Nur noch drei Prüfungen stehen der brillanten Zukunft im Weg. Doch einen Tag vor Beginn der Prüfungsphase wird Eliza überfallen und vergewaltigt. Ihr Arm, den sie zum Schreiben braucht, ist gebrochen. Genau wie ihre Konzentration. Eliza steht unter Schock, aber ihr Vater weiß es besser und drängt sie dazu, am nächsten Tag den ersten Test zu schreiben. Doch ihr Ergebnis ist nur gut. Sie braucht 9.5 von 10 Punkten, damit Cambridge sie aufnimmt. Also setzt Romeo alles daran, seiner Tochter zu helfen. Und zwar auf die einzige Art, die in Rumänien funktioniert: Er nutzt seine Kontakte und fragt Freunde und Bekannte um Hilfe. Hier ein kleiner Gefallen, da ein zugedrücktes Auge. Schon bald vermag er zu erreichen, dass Elizas weitere Prüfungsbögen „gesondert bewertet“ werden. Als er seiner Tochter die frohe Botschaft überbringt, ist diese aber eher geschockt als glücklich. Doch das ist nicht das einzige Problem in Romeos Leben. Irgendjemand schmeißt permanent die Scheiben seines Autos mit Steinen ein. Seine Frau Magda (Lia Bugnar) ist eindeutig depressiv und hat die Ehe mit ihm faktisch schon beendet. Ihr Ersatz, die alleinerziehende Sandra, mit der er seit einem Jahr eine Affäre hat, ist eventuell schwanger von ihm. Eliza ist verliebt in einen Tunichtgut. Und dann meldet sich plötzlich noch die Polizei bei ihm, denn den Deal für die guten Zensuren seiner Tochter hat er leider mit dem Falschen gemacht.

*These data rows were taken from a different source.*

PR #158, opened 2023-08-05
Initial work on HLE applets

wheremyfoodat:
Aims to fix games relying on mii selector and potentially sw keyboard
Currently breaks them all though (oops)


wheremyfoodat:
This PR is getting split into 2 parts and the 1st part is being merged now for scope creep reasons.

PR #164, opened 2023-08-09
HLE improvements for Chibi-Robo et al

wheremyfoodat:
Currently Chibi-Robo crashes on a null access so need more work before merging, might be a thread issue >_<


wheremyfoodat:
Crash seems unrelated, bleh

PR #170, opened 2023-08-10
Add soc:u

wheremyfoodat:
Gets miitopia further, sadly game throws a fatal error after a few seconds because it needs an SD card (Can reproduce the crash on Citra if I tell it to not use an SD)


wheremyfoodat:
# Panda

PR #173, opened 2023-08-11
More efficient updating of TEV state

wheremyfoodat:
Moves TEV state parsing to vertex shader to avoid 5 uniform uplodads per draw call + some memory moves


wheremyfoodat:
Thoughts (and prayers appreciated) @Wunkolo @GPUCode @fleroviux @skylersaleh

Wunkolo (approved):
LGTM!

fleroviux:
This seems like the logical thing to do now that we have access to all PICA IO in the shader. LGTM!

wheremyfoodat:
re: Discord

Will switch to reading in the fragment shade instead to avoid going over input/output attribute caps

PR #179, opened 2023-08-13
Autodetect 3DS region and properly report it in CFG::SecureInfoGetRegion

wheremyfoodat:
This fixes compatibility issues with various games that have internal region lock, such as Luigi's Mansion or Rhythm Heaven Paradise/Megamix


wheremyfoodat:
This fixes a lot of reported problems with non-USA dumps, since the previous implementation would always report the region as USA

PR #365, opened 2022-08-30
Chore: Update to Node 16

Clarity-89:
- Sync dev dependency versions with Grafana and pin their exact versions
- Update Node to v 16


spinillos (approved):

xlson (approved):
Great, thanks!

Ganz langsam, bedächtig und äußerst präzise arbeitet sich Graduation Schicht für Schicht in die Untiefen seines Dramas vor. Mit jedem Ereignis und jedem Versuch Romeos, die Situation in den Griff zu bekommen, bricht die Oberfläche ein wenig weiter auf und zeigt das darunterliegende verrottete Fleisch. Zwei kleine, stille Kriege sind hier zu finden. Der erste ist der der Aufrechten Rumäniens, die Dinge verändern wollten und ehrlich, ohne Korruption und Mogeleien ihr Heimatland wieder aufzubauen suchten. Diese Menschen, nunmehr ihn ihren 50ern, sind desillusioniert über die Zustände und verbittert darüber, dass das Land sie letztendlich verraten hat. Die Jugend wie Eliza hingegen versteht dieses Ressentiment und die Härte der Älteren nicht und wehrt sich dagegen, dass diese ihnen die Zukunft schon vorherbestimmen wollen, immer aus der Position ihrer eigenen Geschichte heraus. Sie wünschen sich – nicht zu Unrecht – eine Chance auf eine Zukunft, die nicht permanent in Abhängigkeit zur Vergangenheit Rumäniens steht, nichtsahnend, dass solch ein Zustand fast unmöglich ist. Doch es ist das Recht und die Aufgabe der Jungen optimistisch zu sein – und das ist schwer genug. Eliza wurde nie nach ihrer Vorstellung gefragt. Von Anfang an scheint klar, dass Cambridge nicht unbedingt ist, was sie will. Doch das Mädchen hat wenig Mitspracherecht. Gegen ihren Vater muss sie regelrecht aggressiv vorgehen und sich gegen ihn aufbäumen, um eine Chance auf Selbstbestimmung zu bekommen.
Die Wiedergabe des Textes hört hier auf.